WORK TASK →
Word for word, set down every line of the entries below from the line with "Thodor12, line 67: If" to the line with "I get why you'd", including both, and no other line.
SUPPLIED DATA section start
PR #11287, opened 2025-10-23
Raid commands update with optional raider amount and position arguments

Thodor12:
- Updated raid command to include new amount and position arguments
- Removed raid-all command in favor of selecting `/mc colony raid all`
- Renamed `@here` and `@mine` to `here` and `mine` respectively, to match the naming of `all`
- Made a `MultiColonyIdArgument` and updated the `ColonyIdArgument` to have identical logic when it comes to choosing colonies. The only addition that `MultiColonyIdArgument` has is the addition of the option to choose `all`
- Created a base class for arguments that allows easier switching over several types of different values, you can provide multiple `AllowedOption` instances which match against the inputted argument, and see if the argument somehow matches the provided input. The argument then finds the first `AllowedOption` that matches the argument value, and stores this one as the argument result.
- Removed extraneous overloads of the `raiderEvent` and `setRaidTonight` by using a container class to pass different settings

## Testing

Review please


someaddons:
Actually I think we can simplify it to one single command, if we had a colony id or "all" as the first parameter

Thodor12:
> Actually I think we can simplify it to one single command, if we had a colony id or "all" as the first parameter

You know, good call, I'm going to change that, can remove some of the extra command overhead like the base class and the chain builder then.

There is only one difference, and that is that raid-all is not in the colony context:

Raid: `/mc colony raid <id>`
Raid-all: `/mc raid-all`

I guess it'd be ok if it sounded like so though:

Raid: `/mc colony raid <id>`
Raid-all: `/mc colony raid all`

someaddons:
ye think that'd be just fine

.idea/inspectionProfiles/Project_Default.xml
```diff
@@ -0,0 +1,8 @@
+<component name="InspectionProjectProfileManager">
+  <profile version="1.0">
+    <option name="myName" value="Project Default" />
+    <inspection_tool class="ClassCanBeRecord" enabled="true" level="WEAK WARNING" enabled_by_default="true">
+      <option name="myConversionStrategy" value="DO_NOT_SUGGEST" />
+    </inspection_tool>
+  </profile>
```
Raycoms, line 7: ?

src/main/java/com/minecolonies/core/commands/arguments/MultipleOptionsArgument.java
```diff
@@ -0,0 +1,90 @@
...
+import net.minecraft.client.multiplayer.ClientSuggestionProvider;
+import net.minecraft.commands.CommandSourceStack;
+import net.minecraft.commands.SharedSuggestionProvider;
+import net.minecraft.commands.arguments.selector.EntitySelectorParser;
+import net.minecraft.world.level.Level;
+
+import java.util.List;
+import java.util.concurrent.CompletableFuture;
+
+public abstract class MultipleOptionsArgument<TValue> implements ArgumentType<MultipleOptionsArgument.OptionContainer<TValue>>
```
Raycoms, line 36: this class needs doc

.idea/inspectionProfiles/Project_Default.xml
Thodor12: This is an inspection profile file for Intellij. Intellij has this warning on classes to convert them into records, however at times it asks this, but then comes up with a warning stating it will "make the members more visible", because private fields without a getter imperatively become public in a record.

I've disabled this setting, so it only asks for record conversion if all members are already public, hence why this inspection profile file got made.

Raycoms (dismissed):

src/main/java/com/minecolonies/api/colony/colonyEvents/registry/ColonyEventTypeRegistryEntry.java
```diff
@@ -57,10 +78,21 @@ public IColonyEvent deserializeEvent(@Nonnull final IColony colony, @NotNull fin
...
     {
         return registryName;
     }
+
+    /**
+     * Check whether this is a raid event or not.
+     *
+     * @return true if so.
+     */
+    public boolean isRaidEvent()
```
someaddons, line 94: whatfor is this?

Thodor12: I know for a fact that my colony expeditions are event types too. And we don't want to be able to trigger a raid event with a colony expedition event ID. So I needed something quick to filter this out.

I've made a more elaborate solution in a branch I was working on based on this one, but this serves as a quick fix for this.

someaddons: How would a non raid event id end up as a raid event? This should be a unique 1:1 mapping? huh?

Raycoms: I couldnt' find where this is called in this PR

Thodor12: The system is designed for "colony events", currently this only consists of raids, but is not limited to raids. (As with the colony expeditions).
The raid command however queries the entire colony events registry to check for any possible colony event, including events that wouldn't be raids, that's the intention behind said filter.

Thodor12: > I couldnt' find where this is called in this PR

I might've accidently made it unused after an update, let me check

someaddons: so you want to include possible third party raid events into the raid command, not sure if thats needed at all, but if you do I think a Tag system similarly to vanillas makes more sense. So you'd have a Tag<ColonyEventTypeRegistryEntry> IS_RAID e.g.

Thodor12: > so you want to include possible third party raid events into the raid command, not sure if thats needed at all, but if you do I think a Tag system similarly to vanillas makes more sense. So you'd have a Tag IS_RAID e.g.

No you're missing the point, this is the `ColonyEventType` registry. It's not the `RaidEventType` registry, this is a shared registry that holds more things (under which the colony expeditions).

In the larger rework I've introduced a special subclass of the registry entry specific for raid events that also introduce extra methods that have to be filled, which is a better solution over this boolean flag. But for now, this will have to do.

someaddons: no you missed my point, I know that this is the colony event registry, I made the colony event system xD
I'm saying if you do not need dynamically added raid events to use from the registry, then just define a static list containg all the raid event registry entries to use for the command.

Thodor12: I mean I'm not going to hardcode stuff, that's a surefire way to have stuff forgotten. And I'm not going to make a tag since that's even more extra work which serves no point. This getter is really fine, it's part of the detail information that you'd expect to find in a registry entry.

Raycoms: This kinda invites every category of event creating a new boolean getter. Can't we just do an enum of "event_type" and pre-fill it with a single one RAID, atm, and then check if event.getType() == RAID ?

Thodor12: I mean I did say I already have another solution for the next branch I was working in. Instead of getters, I'm using subclasses of the registry entry. This is because they need to define additional logic regardless of what. So that new code is just using instanceof checks.

someaddons (approved):

Raycoms:
Please backport

uecasm:
> Renamed @here and @mine to here and mine respectively, to match the naming of all

Wait, why this?  This makes them inconsistent with Minecraft's selector syntax (and potentially confusable with player names).  I would regard this as a bug and we should change everything back to include the `@` prefix, including `@all` if that bugs you.

PR #11753, opened 2026-07-22
Configure Herding Via Datapack

armele:
# Checklist

-- AI was used to analyze and refine my proposed implementation
-- AI was used to code review my changes

# Related issues
Closes None - feature request

- Herders can now be configured via datapack at **minecolonies\tags\entity_types\herders** using tags matching their job ID:
-- beekeeper.json
-- chickenherder.json
-- cowboy.json
-- rabbitherder.json
-- shepherd.json
-- stablemaster.json
-- swineherder.json
- By default, all previously supported animals were configured as built-in datapacks (and these were added to datagen)
- Specialized operations
-- Cowboy milking now uses the **cowboy_milkable_animals** entity tag instead of hardcoded Cow and Goat eligibility. The operation retains the existing MineColonies behavior of exchanging the configured empty container for the configured milk product.
-- Stewing now uses the **cowboy_stewable_animals** entity tag. The cowboy performs the animal’s normal bowl interaction. This allows compatible modded animals to return their own bowl-based products.
-- Shearing now uses the **shepherd_shearable_animals** entity tag. Successful operations collect the item stacks returned by the animal’s own onSheared() implementation, allowing modded animals to provide their normal shearing products.
-- Sheep dyeing remains sheep-specific because Forge does not provide a generic dyeable-entity interface.
- Statistics were updated to specify the type of animal for butchering, breeding, milking and shearing.
- A few prior bugs were fixed where herders were recording stats as "Used" items instead of "Got" items when they picked things up.
- A prior bug with cowboys not requesting milk containers for goats was fixed.
- The minimum herd size now applies to each type of animal for which the herder is responsible. So for example if a herder is maintaining pigs and boars they will retain 2 of each.
- JEI guards were added to animal-specific drops (like wool from sheep)
- Modpack authors should use common sense when deciding what animals a herder might be configured to handle; the code does not guard against bad modpack decisions.

# Deliberate "non-changes" 
...And the thought process behind them
- Introducing custom breeding items introduces a lot of complexity for low value, so herders use their normal prior breeding items rather than allowing specification of custom breeding items for datapacked animals.
- There is no reliable "dyeable" interface, so the shepherd only dyes sheep.

# Testing
- All base minecolonies herders were tested with their default animals
- A custom testing datapack was created with the Naturalist mod, with ducks added to the chicken herder, boars to the swine herder, deer to the cowboy, snails to the shepherd.
- Stats and logs were monitored to make sure herders maintained all the animals they were responsible for, and that special cases like shearing didn't cause problems for animals that don't drop wool (hence the snails to the shepherd).
- Sampled JEI guards to ensure they worked as expected

Review please


src/main/java/com/minecolonies/core/colony/buildings/modules/AnimalHerdingModule.java
```diff
@@ -38,9 +40,30 @@ public class AnimalHerdingModule extends AbstractBuildingModule implements IHasR
...
+
+    /**
+     * Creates a herding module with a programmatic animal predicate.
+     *
+     * @param jobEntry the job associated with the module.
+     * @param animalPredicate predicate selecting animals handled by the module.
+     * @param breedingItem the item used by the herder to breed compatible animals.
+     */
+    public AnimalHerdingModule(@NotNull final JobEntry jobEntry,
                                @NotNull final Predicate<Animal> animalPredicate,
```
Thodor12, line 67: If we have a tag, is there any point in keeping this overload?

src/main/java/com/minecolonies/core/colony/buildings/workerbuildings/BuildingBeekeeper.java
```diff
@@ -263,18 +264,21 @@ public List<IGenericRecipe> getRecipesForDisplayPurposesOnly(@NotNull Animal ani
...
-                    .withRequiredEntity(animal.getType())
-                    .build());
-
-            recipes.add(GenericRecipe.builder()
-                    .withOutput(Items.HONEY_BOTTLE)
-                    .withInputs(List.of(List.of(Items.GLASS_BOTTLE.getDefaultInstance())))
-                    .withRequiredEntity(animal.getType())
-                    .build());
-
+            if (animal instanceof Bee)
```
Thodor12, line 267: This statement actually makes me wonder if this is the right approach to begin with. If we have to go about making conditional statements like this, what is the point of the tag to begin with then.

I get why you'd do this, but I think some kinds of things really just need code implementations, that's the point of the module system, create more modules to create more supported functionality. Not everything has to be solved with a tag because you can't further configure the system.

src/main/java/com/minecolonies/core/entity/ai/workers/production/herders/EntityAIWorkCowboy.java
```diff
@@ -124,7 +124,7 @@ else if (building != null && building.getFirstModuleOccurance(BuildingCowboy.Her
     {
         final List<ItemStorage> list = super.getExtraItemsNeeded();
         if (building != null && building.getFirstModuleOccurance(BuildingCowboy.HerdingModule.class).canTryToMilk() &&
-              !searchForAnimals(a -> a instanceof Cow && !(a instanceof MushroomCow)).isEmpty())
+              !searchForAnimals(a -> (a instanceof Cow || a instanceof Goat) && !(a instanceof MushroomCow)).isEmpty())
```
Thodor12: Also again, this kind of logic kinda breaks the idea behind tags in the first place.

Thodor12 (dismissed):

src/main/java/com/minecolonies/core/colony/buildings/workerbuildings/BuildingBeekeeper.java
armele: I think what might be a reasonable compromise is to say that the Beekeeper specifically is not available for customization by datapack because it is too specialized. I could get behind that. I don't think this example is a good reason to throw out the whole concept.

src/main/java/com/minecolonies/core/entity/ai/workers/production/herders/EntityAIWorkCowboy.java
armele: This one is fixable with datapack if desired; we could easily add a tag for "milkable creatures".  Complexity is not high.  (I was skeptical of the value, which is why I didn't include it originally.)

src/main/java/com/minecolonies/core/colony/buildings/modules/AnimalHerdingModule.java
armele: My thought process was in case unknown add-on mods used the existing constructor... this allows backwards compatibility.

src/main/java/com/minecolonies/core/colony/buildings/workerbuildings/BuildingBeekeeper.java
armele: Also I think it's worth mentioning that changes that allow modpack authors to do things with datapacks are far more accessible than code-based changes that require add-on mods or compat mods to be created.  My personal opinion is that a solution that is all datapackable and gives 90% of the "perfect implementation" is a better choice than a solution that is 100% of the "perfect implementation" but requires a compat mod be written.

src/main/java/com/minecolonies/core/entity/ai/workers/production/herders/EntityAIWorkCowboy.java
armele: Milking and "stewing" are now tag-driven as well.  Sheep coloration remains a special case that applies specifically only to sheep.

armele: Shearing also is tag driven.

src/main/java/com/minecolonies/core/colony/buildings/workerbuildings/BuildingShepherd.java
```diff
@@ -104,11 +105,14 @@ public List<IGenericRecipe> getRecipesForDisplayPurposesOnly(@NotNull Animal ani
...
             final List<IGenericRecipe> recipes = new ArrayList<>(super.getRecipesForDisplayPurposesOnly(animal));
 
-            recipes.add(GenericRecipe.builder()
-                    .withOutputs(ForgeRegistries.ITEMS.tags().getTag(ItemTags.WOOL).stream().map(ItemStack::new).toList())
-                    .withRequiredTool(ModEquipmentTypes.shears.get())
-                    .withRequiredEntity(animal.getType())
-                    .build());
+            if (animal instanceof Sheep)
+            {
+                recipes.add(GenericRecipe.builder()
```
Raycoms, line 110: Shepherd output should always be wool, right?

Raycoms (commented):
I still need to properly review the AI code. I think this is a good idea overall.
As you're already touching this, how hard is it to allow female/male animal separation?
(That could be just the presence of two tags)

src/main/java/com/minecolonies/core/colony/buildings/workerbuildings/BuildingShepherd.java
armele: For animals that support the "sheareable" interface it might yeild something else depending on their implementation. I left out code agnostic.

armele:
> I still need to properly review the AI code. I think this is a good idea overall.
> As you're already touching this, how hard is it to allow female/male animal separation?
> (That could be just the presence of two tags)

What would be an example of this? Like "bulls" for male cattle and "cows" for female, and ensuring mixed gender for successful breeding? I don't think it would be hard, but am not aware of gendered animals in vanilla, so it seems pretty niche?

someaddons:
I see that you're trying to achieve more widespread animal compatibility, but using Entity Tags probably misses the point.
Entity tags are suitable for selecting candidate entities, but not for defining behavioral compatibility. It makes the animals configurable while leaving breeding, population grouping, products, interactions, item requirements and display logic job-specific. 
As a result, invalid configurations silently produce synthetic or partial behavior, and several tags do not correspond to actual runtime capabilities.
Either we need to vastly extend the data driven approach to include a ton of behaviours, or we do it in-code with additional modules as Thodor suggested. I think the module approach is better overall

Raycoms:
> > I still need to properly review the AI code. I think this is a good idea overall.
> > As you're already touching this, how hard is it to allow female/male animal separation?
> > (That could be just the presence of two tags)
> 
> What would be an example of this? Like "bulls" for male cattle and "cows" for female, and ensuring mixed gender for successful breeding? I don't think it would be hard, but am not aware of gendered animals in vanilla, so it seems pretty niche?

As the tags are mostly useful for the animal mods, a lot of animal mods do have some with genders as well. I feel like implementing this without any genders makes this probably a lot more niche. But maybe I didn't get the main way people would use this.

Like what I would expect is that some modpacks have additional/different animals. E.g. replace vanilla cow with something that doesn't extend cow etc.

armele:
Responding to a mix of the comments - my thinking is the main use of this is simple addition of "vanilla-like" animal handling. So where my chicken farmer currently just does chickens, now they can do ducks, turkeys, etc.  where my swingeeser can currently do only pigs, this would allow boar, moose, etc. 

Products of butchering are a non-issue as that is loot table driven.

Interactions cover the current options ("I can get things with shears", "I can get milk with buckets", "I can get things with bowls") I agree that a new interaction would require new code to support it and a new tag with which to classify animals.

In my mind the one drawback of this implementation is that it allows herders to bemreed animals with items that players cannot use. To me this is acceptible given the extra complexity and limited benefit supporting that would involve.

I see this as a nice low risk compatibility improvement.

That said, if you (core team) prefer the module-based approach I can understand that, and will close this PR.

armele:
Maybe my last ditch sales pitch ;) - this seems like a simple and quick way to make the game a little more fun and immersive, with no down side. The additional code complexity is negligible.

someaddons:
I mean the idea is not bad just that tags arent a great tool to do it. Think we may need to go back to the source and check which actual animals you want support for which are like cow but not instanceof cow.

Could also have a nice little middleway and show in the UI which entities are actually eligible in the pack

PR #11759, opened 2026-07-25
Add waiter to JEI

uecasm:
# Checklist

# Related issues
Closes [discord request](https://discord.com/channels/472875599422291968/1530069945319166112)

- Add waiter to JEI

Review please (should port)


someaddons:
not sure if we want to displayer the waiter, as we want people to use the cook and having recipe partially show for the waiter could confuse the users. Could e.g. think its bugged because its just showing some recipes, not discover the dedicated cooking job etc

uecasm:
The waiter is the cook 😆 but I know you meant chef.

If you check the linked discord conversation, the idea was to show both the waiter and the chef as being able to cook basic food, so that they know the restaurant will work ok by itself before they've unlocked the chef, and that they don't have to teach the chef the cooking recipes (just the crafting ones) since the waiter can handle it, but also that they still can if they wanted to.  Which sounded reasonable to me.

PR #11760, opened 2026-07-25
Show JourneyMap overlay for force-loaded chunks

uecasm:
# Checklist

# Related issues
Closes [discord request](https://discord.com/channels/472875599422291968/473575384445878273/1518649172285194383)

- Adds an optional (disabled by default) overlay for the fullscreen map only, which shows which chunks are force-loaded by the colony.
    - It still uses the colony team colour but with a different intensity, so you can have both overlays visible at the same time if you like and they can still be distinguished, though it might be simpler to turn on only one at a time or set only one to Filled and the other to Framed.
- Adds a general radius-around-player update for chunk status (matching the build tool border renderer) to avoid cases where clients miss an update and show outdated chunk map data.
    - It still caches to avoid expensive updates when nothing actually changed.
    - You may still need to revisit vaguely near a colony to update its borders in some cases, otherwise they may remain at their last-visited state.

Review please (should port)


someaddons (approved):

Raycoms (approved):

Raycoms:
please port

PR #11771, opened 2026-08-01
Build Order Fixes

### LINKED ISSUE #11388: work order priority doesn't work

- [ ] Single Player
- [x] Multi Player

### Minecraft Version

1.20

### MineColonies Version

1.20.1.1.1.1111

### Structurize Version

1.20.1.1.0.787

_No response_

### Current Behavior

Moving a building to the top priority does not make it the next building that gets built they just go in order of which building was put into queue first.  

### Expected Behavior

expect builder to chose the next building in order of priority rather than the order in which they were added to the list,  this is what used to always happen

### Reproduction Steps

put a bunch of buildings in queue
move one from the bottom to the top 
see what they build next 

### Logs

<script src="https://gist.github.com/anastasia590/1557d83c26010705b130e69cc0991506.js"></script>

### Anything else?

_No response_

### Footer

---
 ## Viewers

armele:
Fix town hall prioritization of build orders and display builder queue in priority order.

# Checklist

AI was used to analyze the current logic for better understanding, and to review my code changes.

# Related issues
Closes #11388

- Work-order priority now controls Builder selection, with claimed orders processed before unclaimed orders and work-order ID breaking "ties". 
- The Builder hut shows work in priority order (with all claimed work ahead of any work available to be assigned when in manual mode).
- The current work order border is highlighted in green for a visual signal of the current job.

# Testing
- Assigned multiple builds to a builder, then reordered the priority in the town hall. Observed that the builder moved on to the reordered "next priority" rather than picking the building in the sequence the builds were requested.
- Verified builder hut ordering matched priority order.
- Verified "available" work orders were present when the builder was in manual mode, and appeared after all assigned/claimed work orders.
- Verified priority persisted through a restart

Review please


src/main/java/com/minecolonies/core/client/gui/modules/building/WorkOrderModuleWindow.java
```diff
@@ -132,7 +140,31 @@ private void updateWorkOrders()
      */
     private void sortWorkOrders()
     {
-        workOrders.sort(Comparator.comparing(IWorkOrderView::getPriority, Comparator.reverseOrder()));
```
Raycoms, line 135: Shouldn't priority ordering for this still be correct?

src/main/java/com/minecolonies/core/colony/workorders/WorkManager.java
```diff
@@ -406,11 +414,22 @@ else if (order.isDirty())
             {
                 order.setClaimedBy(BlockPos.ZERO);
             }
+        }
 
-            tryAssignWorkOrder(order, (b) -> order.getClaimedBy().equals(b.getPosition()));
+        final List<IServerWorkOrder> claimedWorkOrders = workOrders.values().stream()
```
Raycoms: This feels a bit like overkill. Twice a for loop inside the while.

        @NotNull final Iterator<IServerWorkOrder> iter = workOrders.values().iterator();
shouldn't we just here take the priority ordered list instead?

src/main/java/com/minecolonies/core/colony/workorders/WorkManager.java
```diff
@@ -47,6 +47,14 @@ public class WorkManager implements IWorkManager
     private static final String TAG_WORK_ORDERS = "workOrders";
     private static final String TAG_NEW_SYSTEM  = "newsystem";
 
+    /**
+     * Orders work orders by their user-selected priority, with a stable tie-breaker.
+     */
+    private static final Comparator<IServerWorkOrder> WORK_ORDER_COMPARATOR = Comparator
```
Raycoms: We should make this static and use it in the other place too I feel

Raycoms (commented):
Some comments

src/main/java/com/minecolonies/core/client/gui/modules/building/WorkOrderModuleWindow.java
armele: The "group" concept is what was behind this change.  So all "claimed" work orders are grouped before "unclaimed" work orders, then priority within those two groups. That way if you have multiple builders in "Manual" mode and multiple unclaimed work orders to be assigned, the queue at the builder hut will show actual assignments in priority order prior to as-yet unassigned build requests.

src/main/java/com/minecolonies/core/colony/workorders/WorkManager.java
armele: Maybe I'm seeing this wrong, but the for loops are outside the while?  The while loop is unchanged - following it is the first for loop on claimed work orders - to see if any builders are ready to take the build order as their active job. Then follows the unclaimed work order - to see if any builders are ready to claim an as-yet unreserved work order.

Raycoms: ah, I didn't see above the closing }.

But we iterate a ton of times over the list here. In the while, + for each filter and sort and then over the filered and sorted once another time. Why can't we add the claimed/unclaimed ones together as before? Esp if we do the while in a sorted iteration (and keep that same already once ordered list for the 2nd loop)

src/main/java/com/minecolonies/core/colony/workorders/WorkManager.java
armele: Do you mean the equivalent priority/ID comparator in WindowInfoPage, and the secondary ordering in WorkOrderModuleWindow? Good idea... Since those operate on IWorkOrderView rather than IServerWorkOrder, I will move the comparator to the common IWorkOrder API type and reuse it from both server and client code.  (And re-test, of course!)

src/main/java/com/minecolonies/core/colony/workorders/WorkManager.java
armele: This is valid... let me rethink the approach here. I think we could do this in two loops - one for cleanup and one for assignment.

armele: I have reworked this method, and also got some performance back out of the tryAssignWorkOrder, too, as it was continuing to iterate buildings without purpose after the assignment was made.

Raycoms (approved):

someaddons (approved):

PR #11794, opened 2026-08-25
Graveyard Quality of Life

armele:
# Checklist

AI was used for code review.

# Related issues
Closes [Discord Feedback](https://discord.com/channels/472875599422291968/1540574537500987422)

- Add a "X of Y Plots Full" label on the graveyard module.

image

- Add min stock module to graveyard (for shovels, really)
- Add a burial event when a citizen is successfully buried.  (Anticipation here is of future add-on mod use of this event.)
- During testing noticed that a body recovered at the end of the day would not be buried if a sleep cycle interrupted the burial. Fixed this.

# Testing
- Verified undertaker buried dead citizens successfully.
- Verified X of Y Plots Full label was updated correctly on burial.
- Verified min stock module worked as expected. 

Review please


src/main/java/com/minecolonies/core/colony/buildings/workerbuildings/BuildingGraveyard.java
```diff
@@ -172,6 +172,21 @@ public Set<Tuple<BlockPos, Direction>> getGravePositions()
         return visualGravePositions;
     }
 
+    /**
+     * Get the positions of all burial plots registered from the graveyard schematic.
+     *
+     * @return an unmodifiable set of burial plot positions.
+     */
+    public Set<BlockPos> getGravePlotPositions()
```
Raycoms: I think we can do without this, as we don't do any checks in here, we can do the loop on the visualGravePositons just

src/main/java/com/minecolonies/core/colony/buildings/modules/GraveyardManagementModule.java
```diff
@@ -126,6 +129,22 @@ public void serializeToView(@NotNull final FriendlyByteBuf buf)
         {
             buf.writeUtf(citizenName);
         }
+
+        // Graveyard burial plots.
+        if (building instanceof BuildingGraveyard graveyard)
```
Raycoms: This is always BuildingGRaveyard, no?

armele: It *should* be, agreed. I have been getting in this habit to protect against the case where some add-on author puts the module on another building for some reason...

Raycoms: tbf, the grave positions should probably live inside the module just, then we don't care at all, right?

armele: That is a good idea, but I wonder if the risk of making that change for an existing colony introduces too much complexity or risk for migrating the data upon the upgrade.

Raycoms: I think that should be fine. It's long term more stable instead.

armele: Refactored and retested - including a one-time migration from the building-owned graveyard positions.

src/main/java/com/minecolonies/core/colony/buildings/modules/GraveyardManagementModule.java
```diff
@@ -45,11 +52,21 @@ public class GraveyardManagementModule extends AbstractBuildingModule implements
...
+    private static final String TAG_VISUAL_GRAVES_BLOCKPOS = "visualgravesblockpos";
+
+    private static final String TAG_VISUAL_GRAVES_FACING = "visualgravesfacing";
+
     /**
      * The list of resting citizen in this graveyard.
      */
     private final List<String> restingCitizen = new ArrayList<>();
 
+    private final Set<Tuple<BlockPos, Direction>> gravePositions = new HashSet<>();
```
Raycoms, line 78: javadoc

src/main/java/com/minecolonies/core/colony/buildings/workerbuildings/BuildingGraveyard.java
```diff
@@ -130,15 +103,8 @@ public void deserializeNBT(final CompoundTag compound)
...
-        final ListTag visualGraveTagList = compound.getList(TAG_VISUAL_GRAVES, Tag.TAG_COMPOUND);
-        for (int i = 0; i < visualGraveTagList.size(); ++i)
-        {
-            final CompoundTag graveCompound = visualGraveTagList.getCompound(i);
-            final BlockPos graveLocation = BlockPosUtil.read(graveCompound, TAG_VISUAL_GRAVES_BLOCKPOS);
-            final Direction graveFacing = Direction.byName(graveCompound.getString(TAG_VISUAL_GRAVES_FACING));
-            visualGravePositions.add(new Tuple<>(graveLocation, graveFacing));
-        }
+        // Safely migrate grave positions from the building to the module
+        getModule(GraveyardManagementModule.class).migrateLegacyGravePositions(compound);
```
Raycoms, line 107: I think we can simplify the migration logic, we just call from here the module "loadfromnbt" method, and we give it the compound where it can load it from, so it doesn't need a special method

armele: I don't think we want to call the whole loadfromNBT - that's why I did the targeted migration of just the plot positions, because we're merging the plot positions from the building into the module data that already exists.  If you are open to retaining the targeted migration I'd prefer that as safer...

src/main/java/com/minecolonies/core/colony/buildings/modules/GraveyardManagementModule.java
armele: Added

src/main/java/com/minecolonies/core/colony/buildings/modules/GraveyardManagementModule.java
```diff
@@ -41,15 +48,40 @@ public class GraveyardManagementModule extends AbstractBuildingModule implements
...
 
+    /**
+     * Indicates whether the grave positions were loaded from the module data (as opposed to the legacy building data).
+     */
+    private boolean gravePositionsLoadedFromModuleNbt;
+
+    /**
+     * The set of registered grave plot positions and their facing.
+     */
+    private final Set<Tuple<BlockPos, Direction>> gravePositions = new HashSet<>();
```
someaddons, line 78: I know its from the previous code already, but why do we even need to store the facing? It feels odd to me to store this here when the block already has the facing value

armele: I will admit I did not think about the "why" for the current state... From looking at the code now, though, I see it is used to place the block in the world (in buryCitizensHere).  So effectively we're proactively getting the information from the schematic instead of deferring it until placement time, when we'd need to check the schematic facing anyway in order to set the block in the world with the desired facing of the schematic designer (since the block in the world doesn't have the facing on it - it is not yet a grave).

src/main/java/com/minecolonies/core/colony/buildings/modules/GraveyardManagementModule.java
```diff
@@ -41,15 +48,40 @@ public class GraveyardManagementModule extends AbstractBuildingModule implements
...
+
     /**
      * The list of resting citizen in this graveyard.
      */
     private final List<String> restingCitizen = new ArrayList<>();
 
+    /**
+     * Indicates whether the grave positions were loaded from the module data (as opposed to the legacy building data).
+     */
+    private boolean gravePositionsLoadedFromModuleNbt;
```
Raycoms: this should not be necessary, it can only load it from one source.

armele: Fair point.  Removed and retested.

src/main/java/com/minecolonies/core/colony/buildings/modules/GraveyardManagementModule.java
someaddons: Are we not just replacing unnamed graves with named ones? both have a facing attribute

Raycoms: No the unnamed graves are in the schematic only afair, not in the world.

someaddons:
```
    @Override
    public void registerBlockPosition(@NotNull final BlockState state, @NotNull final BlockPos pos, @NotNull final Level world)
    {
        super.registerBlockPosition(state, pos, world);
        if (state.getBlock() == ModBlocks.blockNamedGrave)
        {
            visualGravePositions.add(new Tuple<>(pos, state.getValue(AbstractBlockMinecoloniesNamedGrave.FACING)));
        }
    }
```

 So we fill the information when the builder places the grave store it and reuse the information later instead of just using the information of the block in the world, where we have the information from in the first place.
    Seems quite odd :D

MotionlessTrain: The named grave actually doesn’t place. The [placement handler](https://github.com/ldtteam/minecolonies/blob/1b03b4fcaea3a31fe520b1fe21ebdcfd7c3cc30a/src/main/java/com/minecolonies/core/placementhandlers/NamedGravePlacementHandler.java#L29-L43) has a noop for placement (it is seen as placeholder, basically)

armele: Right, so the thing in the world (an AIR block, I suppose it would be every time) doesn't have facing.

someaddons: so the block does not get placed but still gets registered, thats an odd hack for this :D

Raycoms (approved):

someaddons (approved):

armele:
Do you need me to port this one?

Raycoms:
yes please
SUPPLIED DATA section end
WRITTEN ANSWER →
Thodor12, line 67: If we have a tag, is there any point in keeping this overload?

src/main/java/com/minecolonies/core/colony/buildings/workerbuildings/BuildingBeekeeper.java
```diff
@@ -263,18 +264,21 @@ public List<IGenericRecipe> getRecipesForDisplayPurposesOnly(@NotNull Animal ani
...
-                    .withRequiredEntity(animal.getType())
-                    .build());
-
-            recipes.add(GenericRecipe.builder()
-                    .withOutput(Items.HONEY_BOTTLE)
-                    .withInputs(List.of(List.of(Items.GLASS_BOTTLE.getDefaultInstance())))
-                    .withRequiredEntity(animal.getType())
-                    .build());
-
+            if (animal instanceof Bee)
```
Thodor12, line 267: This statement actually makes me wonder if this is the right approach to begin with. If we have to go about making conditional statements like this, what is the point of the tag to begin with then.

I get why you'd do this, but I think some kinds of things really just need code implementations, that's the point of the module system, create more modules to create more supported functionality. Not everything has to be solved with a tag because you can't further configure the system.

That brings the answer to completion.